The bottom line is that, if my son is indeed Patient 11, then the Lancet article made a false assertion that his symptoms set in immediately after the MMR; in service of some attorneys’ efforts to prove “causation” that, unbeknownst to me, apparently drove this research. If the sloppy mishandling of patient information and inaccuracies in my own son’s records is any indication of how that research was done, then I am very thankful that the Lancet article has been withdrawn and the “research study” discredited. That brings me to my third reason for contacting you, which is to express my hope that we can all move on from this debacle and search for real causes of the current explosion in autism cases. I have been involved in and have supported serious research into the causes of and effective treatments for this illness. We know now that the study reported in the Lancet article was a huge and very costly distraction. I hope that you will join me in looking, with an open mind, at real explanations of the current situation, as well as in advocating for adequate medical care and educational services for the many people affected, so that outcomes can be positive, as they are now proving for my son. While some autism may be a natural part of the human condition, what is happening now requires explanation. We will not get it if we spend time rehashing old debates.

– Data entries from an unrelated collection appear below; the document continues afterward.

PR #5741, opened 2015-07-20
Deleted ClientCompatibleTest annotation

pveentjer:
It isn't used. And clients, with the fixes of sancar for client side connection mocking,
can probably make use of the serverside tests.


pveentjer:
Since it is only information and part of testing; I'll merge this one myself.

PR #5744, opened 2015-07-20
Listeners should continue even though client is disconnected from clust…

sancar:
…er and reconnect later, as long as client is not shutdown. Feature was broken with new client protocol. This pr contains the fix. Also added plenty of tests to make sure we dont broke the feature again.


sancar:
verify

gurbuzali:
:+1:

PR #5749, opened 2015-07-20
Removed the ordering from the TransactionLog

pveentjer:
The TransactionLogRecords were stored in a map and in a list. The list
was used to determine ordering. The ordering was only used in prepare/commit/rollback,
but these operations are executed in parallel anyway. So the current implementation
doesn't preservere ordering.

From a logical perspective I'm not convinced that these operations rely on any particular
ordering of records.


gurbuzali:
:+1:

pveentjer:
Ordering is needed. E.g. when there is a list and a bunch of adds, these adds need to be applied in the correct order.

The problem however is that the current mechanism (the one before this PR) being used to apply these changes is not guaranteed to provide this ordering. It can happen, when partitions migrate, that invocations are executed out of invocation-order. 

So we need to have a closer at how ordering needs to be applied correctly.

PR #5752, opened 2015-07-21
Removed unnecessary SoftLock reference in hibernate EntryProcesors

kobalski:
Hibernate EntryProcessor were using SoftLock interface unnecessarily.
Because of this, when 2nd Level Cache is used with client only mode,
remote cluster should have hibernate-core jars in the class path. With
this PR, such requirement is not needed any more.

### DIFF
--- a/hazelcast-hibernate/hazelcast-hibernate3/src/main/java/com/hazelcast/hibernate/distributed/IMapRegionCache.java
+++ b/hazelcast-hibernate/hazelcast-hibernate3/src/main/java/com/hazelcast/hibernate/distributed/IMapRegionCache.java
@@ -26,6 +26,8 @@ import com.hazelcast.hibernate.RegionCache;
 
 
 import com.hazelcast.hibernate.serialization.Expirable;
+import com.hazelcast.hibernate.serialization.MarkerWrapper;
+import com.hazelcast.hibernate.serialization.ExpiryMarker;
 import com.hazelcast.hibernate.serialization.Value;
 import org.hibernate.cache.CacheDataDescription;
 import org.hibernate.cache.access.SoftLock;
@@ -105,8 +107,13 @@ public class IMapRegionCache implements RegionCache {
     }
 
     public boolean update(final Object key, final Object newValue, final Object newVersion, final SoftLock lock) {
-        return (Boolean) map.executeOnKey(key, new UpdateEntryProcessor(lock, newValue, newVersion,
-                nextMarkerId(), nextTimestamp(hazelcastInstance)));
+        if (lock instanceof MarkerWrapper) {
+            final ExpiryMarker unwrappedMarker = ((MarkerWrapper) lock).getMarker();
+            return (Boolean) map.executeOnKey(key, new UpdateEntryProcessor(unwrappedMarker, newValue, newVersion,
+                    nextMarkerId(), nextTimestamp(hazelcastInstance)));
+        } else {
+            return false;
+        }
     }
 
     public boolean remove(final Object key) {
@@ -115,12 +122,17 @@ public class IMapRegionCache implements RegionCache {
 
     public SoftLock tryLock(final Object key, final Object version) {
         long timeout = nextTimestamp(hazelcastInstance) + lockTimeout;
-
-        return (SoftLock) map.executeOnKey(key, new LockEntryProcessor(nextMarkerId(), timeout, version));
+        final ExpiryMarker marker = (ExpiryMarker) map.executeOnKey(key,
+                new LockEntryProcessor(nextMarkerId(), timeout, version));
+        return new MarkerWrapper(marker);
     }
 
     public void unlock(final Object key, SoftLock lock) {
-        map.executeOnKey(key, new UnlockEntryProcessor(lock, nextMarkerId(), nextTimestamp(hazelcastInstance)));
+        if (lock instanceof MarkerWrapper) {
+            final ExpiryMarker unwrappedMarker = ((MarkerWrapper) lock).getMarker();
+            map.executeOnKey(key, new UnlockEntryProcessor(unwrappedMarker, nextMarkerId(),
+                    nextTimestamp(hazelcastInstance)));
+        }
     }
 
     public boolean contains(final Object key) {
--- a/hazelcast-hibernate/hazelcast-hibernate3/src/main/java/com/hazelcast/hibernate/distributed/UpdateEntryProcessor.java
+++ b/hazelcast-hibernate/hazelcast-hibernate3/src/main/java/com/hazelcast/hibernate/distributed/UpdateEntryProcessor.java
@@ -22,7 +22,6 @@ import com.hazelcast.hibernate.serialization.HibernateDataSerializerHook;
 import com.hazelcast.hibernate.serialization.Value;
 import com.hazelcast.nio.ObjectDataInput;
 import com.hazelcast.nio.ObjectDataOutput;
-import org.hibernate.cache.access.SoftLock;
 
 
 import java.io.IOException;
@@ -34,7 +33,7 @@ import java.util.Map;
  */
 public class UpdateEntryProcessor extends AbstractRegionCacheEntryProcessor {
 
-    private SoftLock lock;
+    private ExpiryMarker lock;
     private Object newValue;
     private Object newVersion;
     private String nextMarkerId;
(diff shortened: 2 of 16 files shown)


hazelcast-hibernate/hazelcast-hibernate3/src/main/java/com/hazelcast/hibernate/serialization/ExpiryMarker.java
```diff
@@ -33,7 +33,7 @@
  *     <li>It will always return a null value, resulting in a cache miss</li>
  *     <li>It is only replaceable when it is completely expired</li>
  *     <li>It can be marked by multiple transactions at the same time and will not expire until all transactions complete</li>
- *     <li>It should not be expired unless {@link #matches(SoftLock)} is true</li>
+ *     <li>It should not be expired unless  is true</li>
  * </ul>
  */
 public class ExpiryMarker extends Expirable implements SoftLock {
```
mesutcelik: you still have `SoftLock` dependency

kobalski: @mesutcelik  Yes, did not notice that. `SoftLock` is only used by Hibernate as a marker interface. `ExpiryMarker ` does not implement `SoftLock` now.  I have added new `MarkerWrapper` which only implements `SoftLock` and acts as a DTO between hibernate and IMap.  

`SoftLock` interface is used by `RegionAccessStrategy` interface of hibernate. No class used inside EntryProcessor need to implement it.
 
https://docs.jboss.org/hibernate/orm/4.2/javadocs/org/hibernate/cache/spi/access/RegionAccessStrategy.html

bilalyasar:
:+1:

hazelcast-hibernate/hazelcast-hibernate3/src/main/java/com/hazelcast/hibernate/serialization/MarkerWrapper.java
```diff
@@ -0,0 +1,37 @@
...
+
+
+import org.hibernate.cache.access.SoftLock;
+
+/**
+ * A wrapper class for ExpiryMarker for returning copy of marker object with SoftLock
+ * marker interface.
+ */
+
+public class MarkerWrapper extends ExpiryMarker implements SoftLock {
```
jhinch: Does this need to extend `ExpiryMarker`? Can it not use composition to include the marker?

```
public class MarkerWrapper implements SoftLock {
    private final ExpiryMarker marker;
    public ExpiryMarker getMarker() {
        return marker;
    }
} 
```

This avoids the need for all the setters on `ExpiryMarker` which I believe complicates reasoning on the state of `ExpiryMarker`. The original idea was that `ExpiryMarker` was effectively immutable, it only had immutable fields for serialization/deserialization.

hazelcast-hibernate/hazelcast-hibernate3/src/main/java/com/hazelcast/hibernate/serialization/ExpiryMarker.java
```diff
@@ -33,10 +30,10 @@
  *     <li>It will always return a null value, resulting in a cache miss</li>
  *     <li>It is only replaceable when it is completely expired</li>
  *     <li>It can be marked by multiple transactions at the same time and will not expire until all transactions complete</li>
- *     <li>It should not be expired unless {@link #matches(SoftLock)} is true</li>
+ *     <li>It should not be expired unless  is true</li>
```
cszmajda: Minor point: this comment doesn't make sense any more...

hazelcast-hibernate/hazelcast-hibernate4/src/main/java/com/hazelcast/hibernate/serialization/Expirable.java
```diff
@@ -71,13 +70,13 @@ public Object getVersion() {
...
      */
-    public abstract boolean matches(SoftLock lock);
+    public abstract boolean matches(Object lock);
 
     /**
      * Mark the entry for expiration with the given timeout and marker id.
      * <p/>
      * For every invocation a corresponding call to {@link ExpiryMarker#expire(long)} should be made, provided that
-     * the returned marker {@link #matches(SoftLock) matches}
+     * the returned marker
```
cszmajda: Minor point: this comment doesn't make sense any more...

kobalski:
@jhinch @cszmajda Thanks for your feed back. I made the changes as you have suggested.

hazelcast-hibernate/hazelcast-hibernate3/src/main/java/com/hazelcast/hibernate/distributed/IMapRegionCache.java
```diff
@@ -115,8 +117,9 @@ public boolean remove(final Object key) {
...
     public SoftLock tryLock(final Object key, final Object version) {
         long timeout = nextTimestamp(hazelcastInstance) + lockTimeout;
-
-        return (SoftLock) map.executeOnKey(key, new LockEntryProcessor(nextMarkerId(), timeout, version));
+        final ExpiryMarker marker = (ExpiryMarker) map.executeOnKey(key,
+                new LockEntryProcessor(nextMarkerId(), timeout, version));
+        return new MarkerWrapper(marker);
     }
 
     public void unlock(final Object key, SoftLock lock) {
```
jhinch: You need to get the marker from the softlock here. `((MarkerWrapper) lock).getMarker()`.

hazelcast-hibernate/hazelcast-hibernate3/src/main/java/com/hazelcast/hibernate/distributed/UpdateEntryProcessor.java
```diff
@@ -34,7 +33,7 @@
  */
 public class UpdateEntryProcessor extends AbstractRegionCacheEntryProcessor {
 
-    private SoftLock lock;
+    private Object lock;
```
jhinch: I would recommend using `ExpiryMarker` here.

hazelcast-hibernate/hazelcast-hibernate3/src/main/java/com/hazelcast/hibernate/serialization/ExpiryMarker.java
```diff
@@ -95,7 +92,7 @@ public Object getValue(long txTimestamp) {
     }
 
     @Override
-    public boolean matches(SoftLock lock) {
+    public boolean matches(Object lock) {
```
jhinch: I would recommend using `ExpiryMarker` here as well.

hazelcast-hibernate/hazelcast-hibernate3/src/main/java/com/hazelcast/hibernate/distributed/IMapRegionCache.java
jhinch: You'll probably want to do an `instanceof MarkerWrapper` check here as well.

kobalski: Yes, you are right I forgot to unwrap the value also added `instaceof`.

hazelcast-hibernate/hazelcast-hibernate3/src/main/java/com/hazelcast/hibernate/serialization/ExpiryMarker.java
```diff
@@ -33,10 +31,10 @@
  *     <li>It will always return a null value, resulting in a cache miss</li>
  *     <li>It is only replaceable when it is completely expired</li>
  *     <li>It can be marked by multiple transactions at the same time and will not expire until all transactions complete</li>
- *     <li>It should not be expired unless {@link #matches(SoftLock)} is true</li>
+ *     <li>It should not be expired unless {@link #matches(ExpiryMarker) matches} is true</li>
  * </ul>
  */
-public class ExpiryMarker extends Expirable implements SoftLock {
+public class ExpiryMarker extends Expirable implements Serializable {
```
kobalski: `ExpiryMarker ` is implementing `Serializable` interface, because it is being used inside `UpdateEntryProcessor` and `UnlockEntryProcessor`. Since `EntryProcessor` interface extends `Serializable`, all fields inside EntryProcessors must implement `Serializable`. Otherwise our findbugs build fails with `non-transient non-serializable instance field in Class` error.

PR #5763, opened 2015-07-22
NodeEngine: removed hard dependency on QuorumServiceImpl

pveentjer:
The NodeEngine returned QuorumServiceImpl and not a QuorumService. We don't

As for the confidentiality issues, I appreciate and rely on your courtesy and discretion
Mr. 11 asked for courtesy and discretion on confidentiality issues. I would put to Mr. Olmsted that when he published the first name of Child 11, he may not have been heeding Mr. 11’s wishes.
The father has made a few more statements about these events:
First, about the Age of Autism series: “Olmsted’s logic is twisted and emotional”.
About the research at the Royal Free: “We all make daily human errors, but I guess some people ( Royal Free ) do it for a lifetime !”
“What a HUGE embarrassment, and scientific fiasco ! “.
Mr. 11 asked “That brings me to my third reason for contacting you, which is to express my hope that we can all move on from this debacle and search for real causes of the current explosion in autism cases”
Whether one agrees with the “epidemic” or not, the idea of moving on from the “debacle” (which I read in context to refer to the story about Mr. Wakefield and the Lancet study) and focusing on research is a very wise suggestion. As Mr. Olmsted has shown, not only has Mr. Wakefield been a huge distraction, but his supporters have been as well.